→ EXERCISE DIRECTIONS: Every single entry that follows must be copied exactly.

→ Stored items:
= = = = = = =

PR #4198, opened 2022-10-01
add some missing process dispose

SimonCropp:


jnm2:
For some reason I thought Process.GetCurrentProcess() didn't need to be disposed. The .NET API may differ in this regard from the Windows API itself [which says](https://learn.microsoft.com/en-us/windows/win32/api/processthreadsapi/nf-processthreadsapi-getcurrentprocess#remarks):

> The pseudo handle need not be closed when it is no longer needed. Calling the [CloseHandle](https://learn.microsoft.com/en-us/windows/desktop/api/handleapi/nf-handleapi-closehandle) function with a pseudo handle has no effect. If the pseudo handle is duplicated by [DuplicateHandle](https://learn.microsoft.com/en-us/windows/desktop/api/handleapi/nf-handleapi-duplicatehandle), the duplicate handle must be closed.

jnm2 (approved):

mikkelbu (approved):
LGTM

PR #4199, opened 2022-10-01
avoid duplicate dictionary lookups

SimonCropp:
minor perf improvement, and IMO improves readability

### DIFF
--- a/src/NUnitFramework/framework/Api/FrameworkController.cs
+++ b/src/NUnitFramework/framework/Api/FrameworkController.cs
@@ -124,8 +124,8 @@ namespace NUnit.Framework.Api
                 }
                 else
                 {
-                    var workDirectory = Settings.TryGetValue(FrameworkPackageSettings.WorkDirectory, out var workDirectoryValue) ?
-                        (string)workDirectoryValue :
+                    var workDirectory = Settings.TryGetValue(FrameworkPackageSettings.WorkDirectory, out var workDirectoryValue)
+                        ? (string)workDirectoryValue :
                         Directory.GetCurrentDirectory();
                     using var process = Process.GetCurrentProcess();
                     var id = process.Id;
--- a/src/NUnitFramework/framework/Api/FrameworkController.cs
+++ b/src/NUnitFramework/framework/Api/FrameworkController.cs
@@ -114,17 +114,19 @@ namespace NUnit.Framework.Api
             var newSettings = settings as IDictionary<string, object>;
             Settings = newSettings ?? settings.Cast<DictionaryEntry>().ToDictionary(de => (string)de.Key, de => de.Value);
 
-            if (Settings.ContainsKey(FrameworkPackageSettings.InternalTraceLevel))
+            if (Settings.TryGetValue(FrameworkPackageSettings.InternalTraceLevel, out var traceLevelValue))
             {
-                var traceLevel = (InternalTraceLevel)Enum.Parse(typeof(InternalTraceLevel), (string)Settings[FrameworkPackageSettings.InternalTraceLevel], true);
+                var traceLevel = (InternalTraceLevel)Enum.Parse(typeof(InternalTraceLevel), (string)traceLevelValue, true);
 
-                if (Settings.ContainsKey(FrameworkPackageSettings.InternalTraceWriter))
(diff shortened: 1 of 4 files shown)


src/NUnitFramework/framework/Api/FrameworkController.cs
```diff
@@ -114,17 +114,19 @@ private void Initialize(string assemblyNameOrPath, IDictionary settings)
...
+                    InternalTrace.Initialize((TextWriter)textWriterValue, traceLevel);
+                }
                 else
                 {
-                    var workDirectory = Settings.ContainsKey(FrameworkPackageSettings.WorkDirectory)
-                        ? (string)Settings[FrameworkPackageSettings.WorkDirectory]
-                        : Directory.GetCurrentDirectory();
+                    var workDirectory = Settings.TryGetValue(FrameworkPackageSettings.WorkDirectory, out var workDirectoryValue) ?
+                        (string)workDirectoryValue :
+                        Directory.GetCurrentDirectory();
```
jnm2, line 129: It's harder for me to scan code when the operators aren't at the start of the line. Was this part of the change intentional?

jnm2 (approved):

src/NUnitFramework/framework/Api/FrameworkController.cs
SimonCropp: nope. will move to start

jnm2: Can you move the `:` back too?

src/NUnitFramework/framework/Api/FrameworkController.cs
```diff
@@ -114,17 +114,19 @@ private void Initialize(string assemblyNameOrPath, IDictionary settings)
...
+                    InternalTrace.Initialize((TextWriter)textWriterValue, traceLevel);
+                }
                 else
                 {
-                    var workDirectory = Settings.ContainsKey(FrameworkPackageSettings.WorkDirectory)
-                        ? (string)Settings[FrameworkPackageSettings.WorkDirectory]
-                        : Directory.GetCurrentDirectory();
+                    var workDirectory = Settings.TryGetValue(FrameworkPackageSettings.WorkDirectory, out var workDirectoryValue)
+                        ? (string)workDirectoryValue :
+                        Directory.GetCurrentDirectory();
```
mikkelbu, line 129:
```suggestion
                        ? (string)workDirectoryValue
                        : Directory.GetCurrentDirectory();
```

src/NUnitFramework/framework/Api/NUnitTestAssemblyRunner.cs
```diff
@@ -310,14 +315,14 @@ private void CreateTestExecutionContext(ITestListener listener)
...
-            if (Settings.ContainsKey(FrameworkPackageSettings.DefaultUICulture))
-                Context.CurrentUICulture = new CultureInfo((string)Settings[FrameworkPackageSettings.DefaultUICulture], false);
-            if (Settings.ContainsKey(FrameworkPackageSettings.StopOnError))
-                Context.StopOnError = (bool)Settings[FrameworkPackageSettings.StopOnError];
+            if (Settings.TryGetValue(FrameworkPackageSettings.DefaultTimeout, out var timeout))
+                Context.TestCaseTimeout = (int)timeout;
+            if (Settings.TryGetValue(FrameworkPackageSettings.DefaultCulture, out var culture))
+                Context.CurrentCulture = new((string)culture, false);
+            if (Settings.TryGetValue(FrameworkPackageSettings.DefaultUICulture, out var uiCulture))
+                Context.CurrentUICulture = new((string)uiCulture, false);
```
mikkelbu, line 323: I don't think we use these inferred constructors anywhere else (at least at the moement), and I find the code harder to read when there is no type on either side of the assignment, so I think we should keep the old constructors (at least for now).
```suggestion
                Context.CurrentCulture = new CultureInfo((string)culture, false);
            if (Settings.TryGetValue(FrameworkPackageSettings.DefaultUICulture, out var uiCulture))
                Context.CurrentUICulture = new CultureInfo((string)uiCulture, false);
```

mikkelbu (approved):
Looks good to me. I only have a couple of minor comments.

stevenaw (approved):

stevenaw:
LGTM too. Thanks @SimonCropp 👍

= = = = = = =

→ SOLUTION TO THE EXERCISE:
PR #4198, opened 2022-10-01
add some missing process dispose

SimonCropp:


jnm2:
For some reason I thought Process.GetCurrentProcess() didn't need to be disposed. The .NET API may differ in this regard from the Windows API itself [which says](https://learn.microsoft.com/en-us/windows/win32/api/processthreadsapi/nf-processthreadsapi-getcurrentprocess#remarks):

> The pseudo handle need not be closed when it is no longer needed. Calling the [CloseHandle](https://learn.microsoft.com/en-us/windows/desktop/api/handleapi/nf-handleapi-closehandle) function with a pseudo handle has no effect. If the pseudo handle is duplicated by [DuplicateHandle](https://learn.microsoft.com/en-us/windows/desktop/api/handleapi/nf-handleapi-duplicatehandle), the duplicate handle must be closed.

jnm2 (approved):

mikkelbu (approved):
LGTM

PR #4199, opened 2022-10-01
avoid duplicate dictionary lookups

SimonCropp:
minor perf improvement, and IMO improves readability

### DIFF
--- a/src/NUnitFramework/framework/Api/FrameworkController.cs
+++ b/src/NUnitFramework/framework/Api/FrameworkController.cs
@@ -124,8 +124,8 @@ namespace NUnit.Framework.Api
                 }
                 else
                 {
-                    var workDirectory = Settings.TryGetValue(FrameworkPackageSettings.WorkDirectory, out var workDirectoryValue) ?
-                        (string)workDirectoryValue :
+                    var workDirectory = Settings.TryGetValue(FrameworkPackageSettings.WorkDirectory, out var workDirectoryValue)
+                        ? (string)workDirectoryValue :
                         Directory.GetCurrentDirectory();
                     using var process = Process.GetCurrentProcess();
                     var id = process.Id;
--- a/src/NUnitFramework/framework/Api/FrameworkController.cs
+++ b/src/NUnitFramework/framework/Api/FrameworkController.cs
@@ -114,17 +114,19 @@ namespace NUnit.Framework.Api
             var newSettings = settings as IDictionary<string, object>;
             Settings = newSettings ?? settings.Cast<DictionaryEntry>().ToDictionary(de => (string)de.Key, de => de.Value);
 
-            if (Settings.ContainsKey(FrameworkPackageSettings.InternalTraceLevel))
+            if (Settings.TryGetValue(FrameworkPackageSettings.InternalTraceLevel, out var traceLevelValue))
             {
-                var traceLevel = (InternalTraceLevel)Enum.Parse(typeof(InternalTraceLevel), (string)Settings[FrameworkPackageSettings.InternalTraceLevel], true);
+                var traceLevel = (InternalTraceLevel)Enum.Parse(typeof(InternalTraceLevel), (string)traceLevelValue, true);
 
-                if (Settings.ContainsKey(FrameworkPackageSettings.InternalTraceWriter))
(diff shortened: 1 of 4 files shown)


src/NUnitFramework/framework/Api/FrameworkController.cs
```diff
@@ -114,17 +114,19 @@ private void Initialize(string assemblyNameOrPath, IDictionary settings)
...
+                    InternalTrace.Initialize((TextWriter)textWriterValue, traceLevel);
+                }
                 else
                 {
-                    var workDirectory = Settings.ContainsKey(FrameworkPackageSettings.WorkDirectory)
-                        ? (string)Settings[FrameworkPackageSettings.WorkDirectory]
-                        : Directory.GetCurrentDirectory();
+                    var workDirectory = Settings.TryGetValue(FrameworkPackageSettings.WorkDirectory, out var workDirectoryValue) ?
+                        (string)workDirectoryValue :
+                        Directory.GetCurrentDirectory();
```
jnm2, line 129: It's harder for me to scan code when the operators aren't at the start of the line. Was this part of the change intentional?

jnm2 (approved):

src/NUnitFramework/framework/Api/FrameworkController.cs
SimonCropp: nope. will move to start

jnm2: Can you move the `:` back too?

src/NUnitFramework/framework/Api/FrameworkController.cs
```diff
@@ -114,17 +114,19 @@ private void Initialize(string assemblyNameOrPath, IDictionary settings)
...
+                    InternalTrace.Initialize((TextWriter)textWriterValue, traceLevel);
+                }
                 else
                 {
-                    var workDirectory = Settings.ContainsKey(FrameworkPackageSettings.WorkDirectory)
-                        ? (string)Settings[FrameworkPackageSettings.WorkDirectory]
-                        : Directory.GetCurrentDirectory();
+                    var workDirectory = Settings.TryGetValue(FrameworkPackageSettings.WorkDirectory, out var workDirectoryValue)
+                        ? (string)workDirectoryValue :
+                        Directory.GetCurrentDirectory();
```
mikkelbu, line 129:
```suggestion
                        ? (string)workDirectoryValue
                        : Directory.GetCurrentDirectory();
```

src/NUnitFramework/framework/Api/NUnitTestAssemblyRunner.cs
```diff
@@ -310,14 +315,14 @@ private void CreateTestExecutionContext(ITestListener listener)
...
-            if (Settings.ContainsKey(FrameworkPackageSettings.DefaultUICulture))
-                Context.CurrentUICulture = new CultureInfo((string)Settings[FrameworkPackageSettings.DefaultUICulture], false);
-            if (Settings.ContainsKey(FrameworkPackageSettings.StopOnError))
-                Context.StopOnError = (bool)Settings[FrameworkPackageSettings.StopOnError];
+            if (Settings.TryGetValue(FrameworkPackageSettings.DefaultTimeout, out var timeout))
+                Context.TestCaseTimeout = (int)timeout;
+            if (Settings.TryGetValue(FrameworkPackageSettings.DefaultCulture, out var culture))
+                Context.CurrentCulture = new((string)culture, false);
+            if (Settings.TryGetValue(FrameworkPackageSettings.DefaultUICulture, out var uiCulture))
+                Context.CurrentUICulture = new((string)uiCulture, false);
```
mikkelbu, line 323: I don't think we use these inferred constructors anywhere else (at least at the moement), and I find the code harder to read when there is no type on either side of the assignment, so I think we should keep the old constructors (at least for now).
```suggestion
                Context.CurrentCulture = new CultureInfo((string)culture, false);
            if (Settings.TryGetValue(FrameworkPackageSettings.DefaultUICulture, out var uiCulture))
                Context.CurrentUICulture = new CultureInfo((string)uiCulture, false);
```

mikkelbu (approved):
Looks good to me. I only have a couple of minor comments.

stevenaw (approved):

stevenaw:
LGTM too. Thanks @SimonCropp 👍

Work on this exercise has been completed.